── Records provided ──
PR #1030, opened 2026-08-11
 Search for charmcraft files alias before lib-check 

weiiwang01:
Applicable spec: <link>

### Overview

The `lib-check` job runs `canonical/charming-actions/check-libraries`, which expects a `charmcraft.yaml` at the configured charm path. But now some repositories will use a prefixed `charmcraft.yaml` (e.g. [`chrony-charmcraft.yaml`](https://github.com/canonical/chrony-operators/pull/16)) which will cause the job to fail.

### Rationale

Support repositories that use a prefixed `charmcraft.yaml` (e.g. [`chrony-charmcraft.yaml`](https://github.com/canonical/chrony-operators/pull/16)).

### Workflow Changes

The `lib-check` job now moves a prefixed `*charmcraft.yaml` or `*charmcraft.yml` file to `charmcraft.yaml` when neither `charmcraft.yaml` nor `charmcraft.yml` exists.

### Checklist

### DIFF
--- a/.github/workflows/auto_update_charm_libs.yaml
+++ b/.github/workflows/auto_update_charm_libs.yaml
@@ -41,9 +41,9 @@ jobs:
           if [ ${#candidates[@]} -eq 0 ]; then
             exit 0
           fi
-          echo "Copying ${candidates[0]} to charmcraft.yaml"
-          cp "${candidates[0]}" charmcraft.yaml
-          echo "moved=true" >> "$GITHUB_OUTPUT"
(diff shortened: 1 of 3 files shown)


yanksyoon (approved):
LGTM, would symlinking rather than moving it also be something viable? This seems more semantically meaning "temporary file" than copying.
Thanks @weiiwang01 !

weiiwang01:
> LGTM, would symlinking rather than moving it also be something viable? This seems more semantically meaning "temporary file" than copying. Thanks @weiiwang01 !

That's a good idea, updated, thanks!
───
Work required - Search the entries for the word "echo", then copy every line in which it is found.

Response to this exercise -
-          echo "Copying ${candidates[0]} to charmcraft.yaml"
-          echo "moved=true" >> "$GITHUB_OUTPUT"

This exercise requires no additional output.